- What this task involves -
Find out how many lines of the material contain the string "platform" and give only that figure.

- Source data -
-*-*-
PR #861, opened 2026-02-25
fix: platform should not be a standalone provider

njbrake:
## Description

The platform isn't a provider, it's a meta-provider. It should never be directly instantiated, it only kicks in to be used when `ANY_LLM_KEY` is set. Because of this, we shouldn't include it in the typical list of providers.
-*-*-
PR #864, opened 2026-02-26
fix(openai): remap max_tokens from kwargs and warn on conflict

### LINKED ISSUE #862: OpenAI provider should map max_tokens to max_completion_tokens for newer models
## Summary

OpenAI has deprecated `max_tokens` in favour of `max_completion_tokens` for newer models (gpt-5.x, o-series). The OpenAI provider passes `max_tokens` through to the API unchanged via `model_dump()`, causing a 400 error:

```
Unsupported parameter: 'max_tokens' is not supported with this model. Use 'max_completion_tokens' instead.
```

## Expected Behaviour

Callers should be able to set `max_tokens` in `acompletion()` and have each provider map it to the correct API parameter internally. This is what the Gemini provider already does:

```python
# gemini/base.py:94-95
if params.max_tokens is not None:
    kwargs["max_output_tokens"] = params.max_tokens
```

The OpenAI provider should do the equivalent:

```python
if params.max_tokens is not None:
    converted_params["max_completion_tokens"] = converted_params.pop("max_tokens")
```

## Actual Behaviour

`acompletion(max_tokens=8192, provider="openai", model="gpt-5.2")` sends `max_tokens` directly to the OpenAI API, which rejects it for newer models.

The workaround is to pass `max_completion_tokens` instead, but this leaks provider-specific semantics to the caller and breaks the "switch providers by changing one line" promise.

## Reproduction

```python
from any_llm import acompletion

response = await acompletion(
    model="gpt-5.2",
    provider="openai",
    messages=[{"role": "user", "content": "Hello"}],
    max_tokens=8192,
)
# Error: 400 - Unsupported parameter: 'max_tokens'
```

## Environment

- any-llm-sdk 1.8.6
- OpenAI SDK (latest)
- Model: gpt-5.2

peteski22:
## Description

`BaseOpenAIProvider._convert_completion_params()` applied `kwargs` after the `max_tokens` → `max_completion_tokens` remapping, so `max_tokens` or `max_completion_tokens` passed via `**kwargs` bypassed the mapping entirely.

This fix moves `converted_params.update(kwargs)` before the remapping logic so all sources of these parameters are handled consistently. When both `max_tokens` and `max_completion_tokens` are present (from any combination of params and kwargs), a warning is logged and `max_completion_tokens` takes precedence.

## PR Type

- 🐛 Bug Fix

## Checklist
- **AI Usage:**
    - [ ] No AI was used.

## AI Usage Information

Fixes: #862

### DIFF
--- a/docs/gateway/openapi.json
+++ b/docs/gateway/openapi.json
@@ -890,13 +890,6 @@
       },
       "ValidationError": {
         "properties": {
-*-*-
- Finished exercise -
2